(Dataset entries)
------------------------------------------------

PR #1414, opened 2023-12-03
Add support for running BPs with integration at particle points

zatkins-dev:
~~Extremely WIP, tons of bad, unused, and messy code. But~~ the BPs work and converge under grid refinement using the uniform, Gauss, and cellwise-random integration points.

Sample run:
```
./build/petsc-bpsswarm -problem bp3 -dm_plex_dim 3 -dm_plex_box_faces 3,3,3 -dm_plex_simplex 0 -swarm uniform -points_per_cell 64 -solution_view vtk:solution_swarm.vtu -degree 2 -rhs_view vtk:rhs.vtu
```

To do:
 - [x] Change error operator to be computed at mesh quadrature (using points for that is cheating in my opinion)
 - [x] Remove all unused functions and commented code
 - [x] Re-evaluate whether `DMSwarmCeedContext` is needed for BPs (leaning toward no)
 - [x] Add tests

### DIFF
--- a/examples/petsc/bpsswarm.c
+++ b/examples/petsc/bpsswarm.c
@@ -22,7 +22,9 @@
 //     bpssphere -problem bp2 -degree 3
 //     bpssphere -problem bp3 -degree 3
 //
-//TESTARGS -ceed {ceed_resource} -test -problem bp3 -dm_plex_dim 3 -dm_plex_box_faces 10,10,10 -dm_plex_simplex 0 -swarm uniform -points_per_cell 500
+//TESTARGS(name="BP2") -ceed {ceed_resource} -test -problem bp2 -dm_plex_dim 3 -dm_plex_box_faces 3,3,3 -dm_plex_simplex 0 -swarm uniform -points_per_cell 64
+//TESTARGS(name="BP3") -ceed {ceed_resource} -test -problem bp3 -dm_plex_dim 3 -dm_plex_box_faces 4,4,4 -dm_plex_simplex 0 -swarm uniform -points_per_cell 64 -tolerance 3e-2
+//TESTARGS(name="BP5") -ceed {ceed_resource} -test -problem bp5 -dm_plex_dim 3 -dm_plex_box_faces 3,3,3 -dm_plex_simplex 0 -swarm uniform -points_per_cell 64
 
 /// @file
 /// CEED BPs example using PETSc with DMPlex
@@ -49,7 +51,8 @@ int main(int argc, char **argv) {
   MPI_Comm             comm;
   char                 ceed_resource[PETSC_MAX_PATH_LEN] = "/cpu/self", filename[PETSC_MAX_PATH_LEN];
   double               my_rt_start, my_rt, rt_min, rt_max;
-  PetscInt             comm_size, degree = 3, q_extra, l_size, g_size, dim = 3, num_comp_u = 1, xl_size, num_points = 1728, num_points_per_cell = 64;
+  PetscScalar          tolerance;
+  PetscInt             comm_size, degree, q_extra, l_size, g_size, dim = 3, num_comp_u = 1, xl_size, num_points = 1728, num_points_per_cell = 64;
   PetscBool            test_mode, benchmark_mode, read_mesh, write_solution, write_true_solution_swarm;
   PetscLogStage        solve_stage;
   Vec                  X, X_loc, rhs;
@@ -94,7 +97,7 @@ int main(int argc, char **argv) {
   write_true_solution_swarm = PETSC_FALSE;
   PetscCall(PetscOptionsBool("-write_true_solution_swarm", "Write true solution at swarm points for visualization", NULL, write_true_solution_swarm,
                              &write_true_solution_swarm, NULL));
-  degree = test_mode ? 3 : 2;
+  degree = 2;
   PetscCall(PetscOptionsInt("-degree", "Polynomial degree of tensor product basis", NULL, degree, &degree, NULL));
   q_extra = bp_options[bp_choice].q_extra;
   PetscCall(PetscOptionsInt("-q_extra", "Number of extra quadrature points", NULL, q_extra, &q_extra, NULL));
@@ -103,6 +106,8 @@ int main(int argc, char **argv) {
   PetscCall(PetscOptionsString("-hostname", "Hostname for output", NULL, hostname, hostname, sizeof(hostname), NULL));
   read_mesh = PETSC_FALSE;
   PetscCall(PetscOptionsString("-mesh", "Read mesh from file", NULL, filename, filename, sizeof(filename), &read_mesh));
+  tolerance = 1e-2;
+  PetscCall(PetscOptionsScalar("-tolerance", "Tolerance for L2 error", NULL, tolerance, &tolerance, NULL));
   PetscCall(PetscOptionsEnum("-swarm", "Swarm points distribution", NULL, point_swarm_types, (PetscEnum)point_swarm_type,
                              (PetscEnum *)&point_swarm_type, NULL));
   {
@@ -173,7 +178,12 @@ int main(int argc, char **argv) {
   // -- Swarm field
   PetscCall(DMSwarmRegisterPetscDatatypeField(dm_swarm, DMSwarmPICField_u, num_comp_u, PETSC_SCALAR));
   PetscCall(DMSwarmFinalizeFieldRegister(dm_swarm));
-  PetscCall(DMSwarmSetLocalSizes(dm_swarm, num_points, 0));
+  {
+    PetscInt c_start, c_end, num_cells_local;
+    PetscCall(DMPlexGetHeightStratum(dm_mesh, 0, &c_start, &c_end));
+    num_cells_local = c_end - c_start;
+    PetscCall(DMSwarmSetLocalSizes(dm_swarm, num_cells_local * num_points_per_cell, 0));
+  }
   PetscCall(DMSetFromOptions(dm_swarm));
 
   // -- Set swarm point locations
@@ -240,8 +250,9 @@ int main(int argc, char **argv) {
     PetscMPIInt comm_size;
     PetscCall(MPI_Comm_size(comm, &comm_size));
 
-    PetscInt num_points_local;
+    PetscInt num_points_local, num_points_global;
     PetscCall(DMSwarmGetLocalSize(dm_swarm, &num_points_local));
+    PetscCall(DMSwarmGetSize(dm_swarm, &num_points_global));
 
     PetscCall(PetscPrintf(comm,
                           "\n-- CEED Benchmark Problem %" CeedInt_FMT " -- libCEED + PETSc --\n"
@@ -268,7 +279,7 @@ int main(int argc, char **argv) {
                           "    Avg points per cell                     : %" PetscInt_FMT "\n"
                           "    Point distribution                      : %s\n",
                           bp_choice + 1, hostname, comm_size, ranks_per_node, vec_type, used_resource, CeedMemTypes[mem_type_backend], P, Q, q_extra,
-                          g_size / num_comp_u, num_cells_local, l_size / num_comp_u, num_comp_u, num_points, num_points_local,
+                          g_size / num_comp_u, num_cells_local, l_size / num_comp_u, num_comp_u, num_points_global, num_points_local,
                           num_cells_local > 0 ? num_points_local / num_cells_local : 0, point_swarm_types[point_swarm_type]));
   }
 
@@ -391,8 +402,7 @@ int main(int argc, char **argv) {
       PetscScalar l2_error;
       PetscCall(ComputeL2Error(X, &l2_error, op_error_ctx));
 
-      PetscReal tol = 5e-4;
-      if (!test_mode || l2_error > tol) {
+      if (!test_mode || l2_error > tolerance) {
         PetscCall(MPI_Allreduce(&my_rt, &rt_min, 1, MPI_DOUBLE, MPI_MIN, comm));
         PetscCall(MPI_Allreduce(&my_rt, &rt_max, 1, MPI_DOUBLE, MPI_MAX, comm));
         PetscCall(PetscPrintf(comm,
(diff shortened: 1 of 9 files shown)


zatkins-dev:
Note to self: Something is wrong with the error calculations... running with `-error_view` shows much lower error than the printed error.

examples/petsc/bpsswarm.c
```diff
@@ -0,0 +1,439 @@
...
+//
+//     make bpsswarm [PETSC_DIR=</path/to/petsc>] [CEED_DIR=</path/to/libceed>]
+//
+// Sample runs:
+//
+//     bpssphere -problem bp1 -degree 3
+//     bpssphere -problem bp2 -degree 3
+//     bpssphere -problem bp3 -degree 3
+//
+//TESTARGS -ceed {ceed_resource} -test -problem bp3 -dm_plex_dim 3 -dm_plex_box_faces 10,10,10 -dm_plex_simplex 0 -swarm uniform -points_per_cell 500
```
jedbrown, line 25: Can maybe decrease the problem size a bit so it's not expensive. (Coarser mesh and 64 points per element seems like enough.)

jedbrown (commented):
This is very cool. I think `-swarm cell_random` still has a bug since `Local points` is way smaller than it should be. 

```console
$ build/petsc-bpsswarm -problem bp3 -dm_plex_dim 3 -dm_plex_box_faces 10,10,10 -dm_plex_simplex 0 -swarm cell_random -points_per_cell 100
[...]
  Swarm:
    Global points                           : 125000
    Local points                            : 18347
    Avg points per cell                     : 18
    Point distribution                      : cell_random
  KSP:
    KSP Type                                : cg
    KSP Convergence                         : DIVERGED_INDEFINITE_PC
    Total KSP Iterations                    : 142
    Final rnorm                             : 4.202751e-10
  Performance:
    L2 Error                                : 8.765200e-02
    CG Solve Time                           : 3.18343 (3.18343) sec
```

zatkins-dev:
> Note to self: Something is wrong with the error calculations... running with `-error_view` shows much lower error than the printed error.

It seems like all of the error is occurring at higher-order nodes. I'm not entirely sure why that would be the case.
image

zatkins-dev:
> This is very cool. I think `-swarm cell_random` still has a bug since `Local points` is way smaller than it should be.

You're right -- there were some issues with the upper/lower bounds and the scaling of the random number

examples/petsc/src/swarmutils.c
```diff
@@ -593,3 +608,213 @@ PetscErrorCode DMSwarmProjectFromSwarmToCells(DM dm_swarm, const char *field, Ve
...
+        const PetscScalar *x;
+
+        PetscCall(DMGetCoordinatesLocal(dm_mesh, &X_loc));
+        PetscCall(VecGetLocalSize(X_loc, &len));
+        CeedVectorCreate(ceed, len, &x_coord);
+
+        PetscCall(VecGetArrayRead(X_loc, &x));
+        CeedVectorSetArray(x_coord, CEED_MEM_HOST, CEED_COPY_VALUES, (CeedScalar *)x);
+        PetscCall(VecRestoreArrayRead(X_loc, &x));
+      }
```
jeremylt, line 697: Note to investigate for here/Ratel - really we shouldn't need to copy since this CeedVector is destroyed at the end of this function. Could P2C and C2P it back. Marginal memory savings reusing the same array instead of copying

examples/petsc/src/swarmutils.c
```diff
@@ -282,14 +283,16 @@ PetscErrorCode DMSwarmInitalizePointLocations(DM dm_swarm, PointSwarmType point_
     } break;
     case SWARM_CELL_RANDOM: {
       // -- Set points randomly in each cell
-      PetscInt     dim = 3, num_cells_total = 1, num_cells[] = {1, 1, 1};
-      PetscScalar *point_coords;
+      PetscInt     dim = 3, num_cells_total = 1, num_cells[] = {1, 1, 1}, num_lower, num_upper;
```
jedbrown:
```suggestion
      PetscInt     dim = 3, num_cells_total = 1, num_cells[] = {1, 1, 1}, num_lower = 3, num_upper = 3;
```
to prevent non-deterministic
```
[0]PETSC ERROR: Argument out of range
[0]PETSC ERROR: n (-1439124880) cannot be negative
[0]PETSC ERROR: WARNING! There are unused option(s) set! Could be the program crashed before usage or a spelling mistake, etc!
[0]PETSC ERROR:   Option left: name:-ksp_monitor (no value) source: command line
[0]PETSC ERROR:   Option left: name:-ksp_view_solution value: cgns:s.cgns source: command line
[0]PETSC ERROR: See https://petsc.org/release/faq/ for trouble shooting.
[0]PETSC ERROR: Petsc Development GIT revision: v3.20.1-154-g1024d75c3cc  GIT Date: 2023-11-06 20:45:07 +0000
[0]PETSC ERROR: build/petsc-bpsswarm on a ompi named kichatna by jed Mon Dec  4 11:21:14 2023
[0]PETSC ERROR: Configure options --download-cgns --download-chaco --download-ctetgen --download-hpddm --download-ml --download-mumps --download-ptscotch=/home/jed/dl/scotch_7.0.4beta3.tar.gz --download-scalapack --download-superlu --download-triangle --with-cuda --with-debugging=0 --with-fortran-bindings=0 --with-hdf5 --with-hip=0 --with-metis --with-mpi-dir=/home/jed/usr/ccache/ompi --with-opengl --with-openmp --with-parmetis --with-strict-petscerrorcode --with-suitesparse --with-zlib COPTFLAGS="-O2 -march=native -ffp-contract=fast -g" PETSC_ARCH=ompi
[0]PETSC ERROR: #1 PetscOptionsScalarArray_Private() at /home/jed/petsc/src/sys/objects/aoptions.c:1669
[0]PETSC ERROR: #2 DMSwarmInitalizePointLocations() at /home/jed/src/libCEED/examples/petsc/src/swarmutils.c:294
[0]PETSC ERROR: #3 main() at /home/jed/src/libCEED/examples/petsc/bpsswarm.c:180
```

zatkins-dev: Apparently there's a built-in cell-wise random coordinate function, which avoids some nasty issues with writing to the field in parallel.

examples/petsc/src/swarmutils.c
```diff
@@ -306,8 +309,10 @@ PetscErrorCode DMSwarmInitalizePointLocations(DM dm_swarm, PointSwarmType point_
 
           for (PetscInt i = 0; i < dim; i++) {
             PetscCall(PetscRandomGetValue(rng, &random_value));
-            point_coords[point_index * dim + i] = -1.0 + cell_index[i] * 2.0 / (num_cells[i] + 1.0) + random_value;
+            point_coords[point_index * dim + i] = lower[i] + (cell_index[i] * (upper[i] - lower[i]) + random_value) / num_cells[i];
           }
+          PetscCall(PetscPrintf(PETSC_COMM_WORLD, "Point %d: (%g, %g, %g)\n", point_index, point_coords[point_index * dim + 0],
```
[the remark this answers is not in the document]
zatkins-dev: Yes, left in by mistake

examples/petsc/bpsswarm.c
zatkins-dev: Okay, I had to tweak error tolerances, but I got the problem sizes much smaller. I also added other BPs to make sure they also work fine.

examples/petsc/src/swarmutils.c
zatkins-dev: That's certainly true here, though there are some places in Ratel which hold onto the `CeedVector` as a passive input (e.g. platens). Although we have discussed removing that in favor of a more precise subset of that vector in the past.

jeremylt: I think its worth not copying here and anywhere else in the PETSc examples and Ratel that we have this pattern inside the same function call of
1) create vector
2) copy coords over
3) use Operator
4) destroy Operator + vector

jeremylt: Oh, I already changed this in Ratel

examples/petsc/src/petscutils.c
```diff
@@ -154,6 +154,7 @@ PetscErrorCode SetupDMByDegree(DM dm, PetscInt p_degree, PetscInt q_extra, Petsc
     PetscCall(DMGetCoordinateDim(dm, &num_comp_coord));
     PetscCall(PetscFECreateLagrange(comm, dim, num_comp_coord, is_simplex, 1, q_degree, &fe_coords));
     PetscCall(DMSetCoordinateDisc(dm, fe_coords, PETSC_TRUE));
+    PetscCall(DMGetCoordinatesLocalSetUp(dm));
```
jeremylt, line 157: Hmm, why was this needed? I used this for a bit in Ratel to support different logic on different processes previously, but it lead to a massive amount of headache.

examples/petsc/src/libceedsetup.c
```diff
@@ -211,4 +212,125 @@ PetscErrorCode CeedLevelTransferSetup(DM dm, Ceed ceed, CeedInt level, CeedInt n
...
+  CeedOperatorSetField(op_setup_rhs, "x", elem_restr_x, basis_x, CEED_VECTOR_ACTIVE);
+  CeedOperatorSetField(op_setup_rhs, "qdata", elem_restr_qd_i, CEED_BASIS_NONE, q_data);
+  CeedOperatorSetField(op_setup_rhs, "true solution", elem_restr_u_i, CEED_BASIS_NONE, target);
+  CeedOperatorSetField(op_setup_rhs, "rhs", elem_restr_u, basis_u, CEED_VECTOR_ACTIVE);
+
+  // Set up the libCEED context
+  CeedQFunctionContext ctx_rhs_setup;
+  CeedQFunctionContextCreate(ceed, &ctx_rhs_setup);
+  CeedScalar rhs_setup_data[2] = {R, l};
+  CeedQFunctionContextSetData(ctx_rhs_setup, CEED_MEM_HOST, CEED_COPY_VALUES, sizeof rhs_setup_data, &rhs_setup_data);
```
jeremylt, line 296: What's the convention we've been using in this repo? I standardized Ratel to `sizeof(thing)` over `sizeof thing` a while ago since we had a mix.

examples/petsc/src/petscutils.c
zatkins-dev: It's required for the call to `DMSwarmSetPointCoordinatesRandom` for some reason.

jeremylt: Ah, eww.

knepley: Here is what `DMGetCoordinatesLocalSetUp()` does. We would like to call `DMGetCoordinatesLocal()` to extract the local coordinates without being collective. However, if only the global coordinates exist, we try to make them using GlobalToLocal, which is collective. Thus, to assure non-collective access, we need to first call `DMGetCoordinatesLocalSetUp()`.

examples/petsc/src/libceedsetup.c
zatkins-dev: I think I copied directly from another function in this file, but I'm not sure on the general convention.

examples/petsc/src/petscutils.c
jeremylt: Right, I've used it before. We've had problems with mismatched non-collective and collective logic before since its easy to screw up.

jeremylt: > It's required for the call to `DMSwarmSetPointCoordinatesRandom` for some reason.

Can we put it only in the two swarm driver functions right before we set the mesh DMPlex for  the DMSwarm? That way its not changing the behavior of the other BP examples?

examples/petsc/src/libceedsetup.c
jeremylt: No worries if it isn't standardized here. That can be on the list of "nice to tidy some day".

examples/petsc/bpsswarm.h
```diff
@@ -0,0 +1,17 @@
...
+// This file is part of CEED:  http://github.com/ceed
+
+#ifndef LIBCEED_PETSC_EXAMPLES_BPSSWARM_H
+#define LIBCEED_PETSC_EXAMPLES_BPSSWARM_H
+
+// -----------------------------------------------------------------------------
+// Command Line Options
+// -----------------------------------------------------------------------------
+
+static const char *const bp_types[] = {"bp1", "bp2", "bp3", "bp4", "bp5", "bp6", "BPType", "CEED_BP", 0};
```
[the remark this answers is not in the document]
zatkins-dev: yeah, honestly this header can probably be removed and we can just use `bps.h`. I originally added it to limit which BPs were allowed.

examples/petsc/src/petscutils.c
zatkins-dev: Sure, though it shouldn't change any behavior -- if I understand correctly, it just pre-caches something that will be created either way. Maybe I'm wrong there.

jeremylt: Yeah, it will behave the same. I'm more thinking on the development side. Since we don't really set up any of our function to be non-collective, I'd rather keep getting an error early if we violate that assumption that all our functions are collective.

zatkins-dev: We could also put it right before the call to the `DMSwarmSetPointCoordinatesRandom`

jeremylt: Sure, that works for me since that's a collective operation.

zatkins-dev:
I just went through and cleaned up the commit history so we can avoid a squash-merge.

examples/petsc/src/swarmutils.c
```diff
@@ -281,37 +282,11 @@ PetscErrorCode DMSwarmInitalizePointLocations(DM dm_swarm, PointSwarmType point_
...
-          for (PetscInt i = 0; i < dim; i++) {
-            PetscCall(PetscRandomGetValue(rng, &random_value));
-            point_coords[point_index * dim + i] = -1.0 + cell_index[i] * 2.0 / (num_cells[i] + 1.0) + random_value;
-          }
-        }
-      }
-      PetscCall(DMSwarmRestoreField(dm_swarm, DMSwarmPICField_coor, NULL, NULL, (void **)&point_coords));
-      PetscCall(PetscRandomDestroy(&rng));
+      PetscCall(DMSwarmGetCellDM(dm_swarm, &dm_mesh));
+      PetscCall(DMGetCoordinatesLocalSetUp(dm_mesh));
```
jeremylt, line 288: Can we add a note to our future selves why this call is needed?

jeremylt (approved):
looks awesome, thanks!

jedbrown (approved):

------------------------------------------------

* _Task description_
Only the lines from the first line of the records through the line with "-test -problem bp2" should be reproduced, exactly and with nothing added.

* _Answer below_
PR #1414, opened 2023-12-03
Add support for running BPs with integration at particle points

zatkins-dev:
~~Extremely WIP, tons of bad, unused, and messy code. But~~ the BPs work and converge under grid refinement using the uniform, Gauss, and cellwise-random integration points.

Sample run:
```
./build/petsc-bpsswarm -problem bp3 -dm_plex_dim 3 -dm_plex_box_faces 3,3,3 -dm_plex_simplex 0 -swarm uniform -points_per_cell 64 -solution_view vtk:solution_swarm.vtu -degree 2 -rhs_view vtk:rhs.vtu
```

To do:
 - [x] Change error operator to be computed at mesh quadrature (using points for that is cheating in my opinion)
 - [x] Remove all unused functions and commented code
 - [x] Re-evaluate whether `DMSwarmCeedContext` is needed for BPs (leaning toward no)
 - [x] Add tests

### DIFF
--- a/examples/petsc/bpsswarm.c
+++ b/examples/petsc/bpsswarm.c
@@ -22,7 +22,9 @@
 //     bpssphere -problem bp2 -degree 3
 //     bpssphere -problem bp3 -degree 3
 //
-//TESTARGS -ceed {ceed_resource} -test -problem bp3 -dm_plex_dim 3 -dm_plex_box_faces 10,10,10 -dm_plex_simplex 0 -swarm uniform -points_per_cell 500
+//TESTARGS(name="BP2") -ceed {ceed_resource} -test -problem bp2 -dm_plex_dim 3 -dm_plex_box_faces 3,3,3 -dm_plex_simplex 0 -swarm uniform -points_per_cell 64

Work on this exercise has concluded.